# XIII Contest Algar Telecom – Editorial

This saturday, 03/29, happenned the XIII Contest Algar Telecom, online in the URI portal.

I collaborated writing four exercises, and I will comment the solution of them in this post. If I solve the others, I may comment them in here as well, but no hurry.

Click in the link below to see the rest of the post.

There are two very simples ways to solve this exercise.

If you know some sorting method, you just have to sort the values, in a way that you save the original position of them. In the end, just print the original position of the second largest value.

Another way would be to implement a method that searches for the greatest value in an array. Execute this method once, and change the resulting value to -1. In the second time you execute the method, the resulting value will be the answer.

To solve this exercise, you need to test all the possible speeds in which you can throw the ball initially.

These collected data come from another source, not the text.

PR #6154, opened 2018-02-19
Weather - Add a 'check air temperature' action

LorenLuke:
Because you should feel generally how warm/cold it is without a Kestrel.

Add a 'Check Air Temperature' action to the self-interaction menu, showing roughly what the air temperature is.


addons/advanced_ballistics/CfgVehicles.hpp
```diff
@@ -1,4 +1,16 @@
 class CfgVehicles {
+    class Man;
+    class CAManBase: Man {
+        class ACE_SelfActions {
+            class ACE_CheckAirTemperature {
+                displayName = CSTRING(CheckTemperature);
+                condition = QUOTE( GVAR(enabled));
```
jonpas: No space before `GVAR`.

addons/advanced_ballistics/functions/fnc_checkAirTemp.sqf
```diff
@@ -0,0 +1,92 @@
+/*
+ * Author: LorenLuke
+ *
```
jonpas: No empty line.

addons/advanced_ballistics/functions/fnc_checkAirTemp.sqf
```diff
@@ -0,0 +1,92 @@
...
+ * Returns an approximate representation of temperature graphically;
```
jonpas: End with `.` instead of `;`.

addons/advanced_ballistics/functions/fnc_checkAirTemp.sqf
```diff
@@ -0,0 +1,92 @@
...
+ *
+ * Arguments:
+ * 0: Unit- Man <OBJECT>
```
jonpas: `* 0: Unit <OBJECT>`

addons/advanced_ballistics/functions/fnc_checkAirTemp.sqf
```diff
@@ -0,0 +1,92 @@
...
+ *
+ *
+ * Return Value:
+ * None
+ *
+ * Example:
+ * [ACE_player] call ace_advanced_ballistics_fnc_checkAirTemp;
```
jonpas: No final `;`.

addons/advanced_ballistics/functions/fnc_checkAirTemp.sqf
```diff
@@ -0,0 +1,92 @@
+/*
+ * Author: LorenLuke
+ *
+ * Returns an approximate representation of temperature graphically;
+ *
+ * Arguments:
+ * 0: Unit- Man <OBJECT>
+ *
+ *
```
jonpas: Only one empty line.

addons/advanced_ballistics/functions/fnc_checkAirTemp.sqf
```diff
@@ -0,0 +1,92 @@
...
+
+/*
+// Windchill calc with wind vars; https://en.wikipedia.org/wiki/Wind_chill#Australian_Apparent_Temperature
+private _windspeed = [getPosASL _unit, true, true, true] call EFUNC(weather,calculateWindSpeed);
+private _water_vapor_pressure = _humidity * 6.105 *(_e ^ ((17.27 * _temperature)/(237.7 + _temperature))) / 100;
+private _chill = _temperature + (0.33 * _water_vapor_pressure) - (0.70 * _windspeed) - 400;
+*/
+
+// sigmoid = f(x) = L / (1 + e^(-k * (x - x_0)));
+// L max value, e = euler, k = steepness, x_0 = midpoint
```
jonpas: Just write them out in above formula.

addons/advanced_ballistics/functions/fnc_checkAirTemp.sqf
```diff
@@ -0,0 +1,92 @@
...
+
+// L = 1;
```
jonpas: Put those comments next to lines that actually do that.

addons/advanced_ballistics/functions/fnc_checkAirTemp.sqf
```diff
@@ -0,0 +1,92 @@
...
+    if (( _i <= 0 && _i >= _apparent_temperature && _apparent_temperature <= 0) || ( _i >= 0 &&_i <= _apparent_temperature && _apparent_temperature >= 0) || abs(_i - _apparent_temperature) < 7) then {
+        _temp_color = [
+        //Colors obtained by quartic regression formula of RGB values at corresponding temperatures as marked on advanced_ballstics rangecard;
+            ( (((-0.000238348 * (_i ^ 4)) - (0.00865642 * (_i ^ 3)) + (0.794548 * (_i ^2)) - (0.323314 * _i) +6.78445) min 255) /255) max 0,
+            ( (((-0.000308515 * (_i ^ 4)) + (0.000245732 * (_i ^ 3)) + (0.308531 * (_i ^2)) - (02.78916 * _i) +164.326) min 255) /255) max 0,
+            ( (((-0.000107648 * (_i ^ 4)) + (0.00106365 * (_i ^ 3)) - (0.0989707 * (_i ^2)) - (9.66256 * _i) +171.402) min 255) /255) max 0
+        ];
+    };
+
+    if(_i == 0) then {
```
jonpas: Space after `if`.

addons/advanced_ballistics/functions/fnc_checkAirTemp.sqf
```diff
@@ -0,0 +1,92 @@
...
+
+// Weighted average between windchill and heat index based on sigmoid levels, plus +- 4deg randomisation
+private _apparent_temperature = ((_temperature_sigmoid * _heatIndex) + ((1 - _temperature_sigmoid) * _chill) + random(8) - 4);
+
+private _string = "  -40C "; //extra spaces to balance zero point to be middle
+
+private _text = [_string, [0.1,0.4,1]] call EFUNC(common,stringToColoredText);
+private _color = [0.5, 0.5, 0.5];
+
+
```
jonpas: No need for double newline.

addons/advanced_ballistics/functions/fnc_checkAirTemp.sqf
```diff
@@ -0,0 +1,92 @@
...
+for [{_i=-40}, {_i <= 40}, {_i = _i + 4}] do {
+
+    _temp_color = _color;
+    if (( _i <= 0 && _i >= _apparent_temperature && _apparent_temperature <= 0) || ( _i >= 0 &&_i <= _apparent_temperature && _apparent_temperature >= 0) || abs(_i - _apparent_temperature) < 7) then {
+        _temp_color = [
+        //Colors obtained by quartic regression formula of RGB values at corresponding temperatures as marked on advanced_ballstics rangecard;
```
jonpas: Space after `//`.
`advanced_ballistics` typo.
No final `;`.

addons/advanced_ballistics/stringtable.xml
```diff
@@ -275,5 +275,8 @@
             <Chinese>該模塊實現先進的彈道仿真 - 這意味著子彈的軌跡是由空氣溫度、大氣壓力、濕度、重力、彈藥類型以及射擊的武器所影響</Chinese>
             <Chinesesimp>该模块实现先进的弹道仿真 - 这意味着子弹的轨迹是由空气温度、大气压力、湿度、重力、弹药类型以及射击的武器所影响</Chinesesimp>
         </Key>
+        <Key ID="STR_ACE_Advanced_Ballistics_CheckTemperature">
```
jonpas: Add `Air` as well to distinguish fully.

addons/advanced_ballistics/functions/fnc_checkAirTemp.sqf
```diff
@@ -0,0 +1,92 @@
...
+        _string = "|";
+    };
+
+    _text = composeText [_text, [_string, [_temp_color select 0, _temp_color select 1, _temp_color select 2]] call EFUNC(common,stringToColoredText)];
+
+};
+
+_text = composeText [_text, [" +40C", [1,0,0]] call EFUNC(common,stringToColoredText)];
+
+private _picture = QPATHTOEF(overheating,UI\temp_ca.paa);
```
jonpas: Just put into the call directly below.

addons/advanced_ballistics/functions/fnc_checkAirTemp.sqf
```diff
@@ -0,0 +1,92 @@
...
+// Weighted average between windchill and heat index based on sigmoid levels, plus +- 4deg randomisation
+private _apparent_temperature = ((_temperature_sigmoid * _heatIndex) + ((1 - _temperature_sigmoid) * _chill) + random(8) - 4);
+
+private _string = "  -40C "; //extra spaces to balance zero point to be middle
+
+private _text = [_string, [0.1,0.4,1]] call EFUNC(common,stringToColoredText);
+private _color = [0.5, 0.5, 0.5];
+
+
+for [{_i=-40}, {_i <= 40}, {_i = _i + 4}] do {
```
jonpas: `for "_i" from -40 to 40 step 4 do {` (indices might be off)

LorenLuke: I double checked the indices. They're working as intended with this formatting.

jonpas: Yes, but that format is a lot worse performance-wise than the one I provided.

LorenLuke:
@jonpas 
Review ready.

addons/advanced_ballistics/functions/fnc_displayAirTemp.sqf
```diff
@@ -0,0 +1,51 @@
...
+ * None
+ *
+ * Example:
+ * [ACE_player] call ace_advanced_ballistics_fnc_displayAirTemp
+ *
+ * Public: No
+ */
+#include "script_component.hpp"
+
+params ["_temperature", "_unit"];
```
PabstMirror: Should be `_apparent_temperature`, unit not needed, also change header

addons/advanced_ballistics/functions/fnc_displayAirTemp.sqf
```diff
@@ -0,0 +1,51 @@
...
+        _temp_color = [
+        // Colors obtained by quartic regression formula of RGB values at corresponding temperatures as marked on advanced_ballistics rangecard
+            ( (((-0.000238348 * (_i ^ 4)) - (0.00865642 * (_i ^ 3)) + (0.794548 * (_i ^2)) - (0.323314 * _i) +6.78445) min 255) /255) max 0,
+            ( (((-0.000308515 * (_i ^ 4)) + (0.000245732 * (_i ^ 3)) + (0.308531 * (_i ^2)) - (02.78916 * _i) +164.326) min 255) /255) max 0,
+            ( (((-0.000107648 * (_i ^ 4)) + (0.00106365 * (_i ^ 3)) - (0.0989707 * (_i ^2)) - (9.66256 * _i) +171.402) min 255) /255) max 0
+        ];
+    };
+
+    if (_i == 0) then {
+        _text = composeText [_text, ["[", [_temp_color select 0, _temp_color select 1, _temp_color select 2]] call EFUNC(common,stringToColoredText)];
```
PabstMirror: could just use `_temp_color` directly

addons/advanced_ballistics/CfgVehicles.hpp
```diff
@@ -1,4 +1,16 @@
 class CfgVehicles {
+    class Man;
+    class CAManBase: Man {
+        class ACE_SelfActions {
+            class ACE_CheckAirTemperature {
+                displayName = CSTRING(CheckAirTemperature);
+                condition = QUOTE(GVAR(enabled));
+                statement = QUOTE([_player] call FUNC(getApproximateAirTemp));
+                icon = QPATHTOEF(overheating,UI\temp_ca.paa);
```
PabstMirror: this does create a requirement between ab and overheating
might want to copy icon over to ab

BaerMitUmlaut:
How accurate is this? It should be a very very rough estimation. I'd maybe even go for just words like freezing, cold, chilly, warm, hot etc.

ulteq:
I haven't had time to look at the actual code yet, but I think this feature should be added to the weather module.

LorenLuke:
@BaerMitUmlaut 
@ulteq 

Temperature Gauge

LorenLuke:
Should I add a bias to each individual unit that uses this, just so that it's one more confounding variable (if one thinks this is too accurate), i.e. 'this unit always will think it's 3C colder than whatever they'd normally predict'?

SilentSpike:
Personally I don't think human thermoception is accurate enough to even consider guessing exact temperatures like that. I'd just have it split into ranges (-5 to 5, 5 to 15, 15 to 25, etc.) and then have strings to represent ("below freezing", "freezing", "cold", "mild", "warm", "hot", etc.)

SilentSpike:
Actually, even just show the temperature range being estimated by the character

Drofseh:
I like the idea of string based output that SilentSpike suggested.
Something like this:
```
>40         "extremely hot"
35 to 40    "exceptionally hot"
30 to 35    "very hot"
25 to 30    "hot"
20 to 25    "warm"
10 to 20    "mild"
5 to 10     "cool"
-5 to 5     "cold"
-15 to -5   "very cold"
-15 to -30  "exceptionally cold"
<-30         "extremely cold"
```
I don't know if you'd want that much granularity, although I am tempted to suggest another level of <-40 cold to the bottom, I've been in such cold air before and I could feel it freezing my nose from the inside, somewhere between -40 and -45.

bux:
It's a very very subjective scale.
Ask someone in Central Africa what he would define as hot and then ask someone from Finnland.

SilentSpike:
Yeah that's why I reconsidered and thought just showing the estimated range might be better, also more useful in this context anyway since you'd be guessing that in real life, rather than telling yourself "it's cold"

LorenLuke:
@SilentSpike 
I thought about doing it as a range where the color blob is a thing. I'll see how that looks.

Drofseh:
>It's a very very subjective scale.

true

bux:
feeled temperature is also influenced by rain/humidity and wind

LorenLuke:
Version 2.

Temperature Gauge

the0utsider:
This is amazing

Laid3acK:
Why not an arcadish "Check the Temp" but this is nothing to do in AB.

Drofseh:
Would it be possible to colour the thermometer to match the coloured range on the scale? 
ace_temp_01

ulteq:
Can we please move this into the weather module?

I would also either remove the thermometer, the numbers or the whole temperature scale. The visualization is currently too cluttered.

mharis001:
I agree, the UI definitely looks cluttered/busy and this should be moved to the weather module.

I think just a centered thermometer with the center being the current temperature colour would be fine with potentially having the entire colour scale drawn below it.

KarlMoebius:
I suggest for the text, instead of gradations like 'hot' and 'cold', have something more normal sounding, like "High 30's" or "Low 20's", like a weatherman would say for the forecast. You get a 5 degree granularity, and it sounds more natural without having to remember what temp range 'hot' is.

LorenLuke:
Version 3

Temperature Gauge

bux:
That’s definitely better 👍
Could need more vertical centering

bux:
> I do agree that the thermometer always being blue is a little odd because it seems like it's presenting conflicting information.

good point, maybe a white fill color would be better here

LorenLuke:
@SilentSpike 
@bux 

If you happen to know a way to separate the interior from the rest of the thermometer *and* a way to color it (or the whole thermometer) to match the temperature below, and recombine the icon into one, I'm all ears, but honestly, if it's viewed as more a 'standard' icon that's independent of the actual temperature, I'm all ears.

I tried putting in a white one previous but it appears my wizardry was no match as it kept showing the blue one.

Drofseh:
Doing the thermometer colour as a gradient work work I think. Better than solid blue or white.
Here's a quick example from photoshop.
More yellow and less green would probably be good if actually implemented.

ulteq:
> maybe a white fill color would be better here

That would have been my suggestion as well.

KarlMoebius:
A suggestion? Like subtitles, if there could be an option to outline the letters in a different color, like white or yellow, like other parts of ace? It would make reading the numbers against different or chaotic backgrounds (like inside vehicles, against trees, buildings, moving people) a little easier to read.

Laid3acK:
>A suggestion?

For each choosen speed, simulate the points in which the ball falls, and if in any moment the ball falls in the position N, the answer is “possivel”.
If the ball never falls in the position N, no matters which speed you throw, then the answer is “impossivel”.

This exercise can be solved in many ways. The most straight-forward is using the concept of Equivalence Classes, in Combinatorial.

Let’s forget for one second the order in which the other people are in the line. Lets represent the line with a sequence of characters, being A André, B Bruno, C Carlos and X any other person.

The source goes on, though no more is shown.